We seem to be in pretty close agreement.  I'll send in the patches
we've got for the 'usbtest.c' driver a bit later this morning;
and it looks like your test firmware is behaving well enough to
circulate it so other folk can use it too.


>>>Idea is to let the firmware use the frame counter as timestamp to 
>>>indicate when the IN packet was sourced. The host has the same 
>>>synchronized timebase making it easy to measure latencies.
>>
>>Such measurements can be a related focus.  Given those basic time
>>measurement, it'll be practical for motivated people to put together
>>charts'n'graphs showing interesting behaviors.
> 
> 
> Even better: It allows for more validations. For example with UHCI we have 
> to wait one frame before the urb is finally dead (to be sure the HC 
> wouldn't see it anymore). With the frame counter stuffed into every 
> payload packet of the urb you can check this.

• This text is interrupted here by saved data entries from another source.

PR #788, opened 2023-01-30
[Merged by Bors] - ET-3945 replace flattened config extension

janpetschexain:
**Reference**

- [ET-3945]

**Summary**

- replace the config extension of each application with distinct configs

[ET-3945]: https://xainag.atlassian.net/browse/ET-3945?atlOrigin=eyJpIjoiNWRkNTljNzYxNjVmNDY3MDlhMDU5Y2ZhYzA5YTRkZjUiLCJwIjoiZ2l0aHViLWNvbS1KU1cifQ

### DIFF
--- a/web-api/src/ingestion.rs
+++ b/web-api/src/ingestion.rs
@@ -20,44 +20,60 @@ use serde::{Deserialize, Serialize};
 
 use crate::{
     embedding::{self, Embedder},
-    server::{self, Application},
-    storage::Storage,
+    logging,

Yes.  Though last time I looked, UHCI could actually release the URB
without that delay ... the delay was needed for the QH, but there was
no need to keep the URB tied to it then (during normal completions).


>>... "hands-off" is important, since I want us to be able to run overnight
>>(or longer!) tests.
> 
> 
> You mean longer runs just increasing the probability to hit some rare 
> issues? Well it definetedly helps - and yes, I have seen the old queing 
> code triggering a race only every few hours of continously streaming with 
> 1.1MB/s sustained. So I like the idea of long runs. But we should also 
> focus on creating test cases which are directly targeting such issues.
> Sure, for races it's always a matter of probability, but concurrent 
> activities like ping -f or disconnect tend to increase it dramatically. 
> And this can be done automatedly.

It's more like acknowledging that "rare" is a relative judgement, and
a few million Linux users putting in (say) 8 hours a day will surely see
some things that might not come up in tests that only run a few minutes.

The kinds of things that'll race tend to have multiple threads involved,
like concurrent reads/writes to the same device.  (That's a "ping -f"
type load.)  Or in the case of the scatterlist testing, an HC can complete
a TD at moments that are awkward for the HCD's logic to update an endpoint's
queue of TDs ... I suspect that's what UHCI is seeing just now,  I've seen
similar problems with the EHCI and OHCI drivers (now fixed).  (That's like
the "hours of continuous streaming" test, though queuing lots of urbs with
one packet each is a good way to make such errors happen sooner.)

Good testing always comes down to test design and, at this level, making
the probabilities work in your favor.  Tests that _efectively_ torture the
underlying code will make it more likely that problems come up in testing.
So longer test runs are important.

There will be things we have a more difficult time testing.  Disconnect
processing (enumeration testing) is likely one of them.  But a "ping -f"
load, or a continuous streaming load, or even lots of concurrent activity
to multiple devices ... those are easily automated.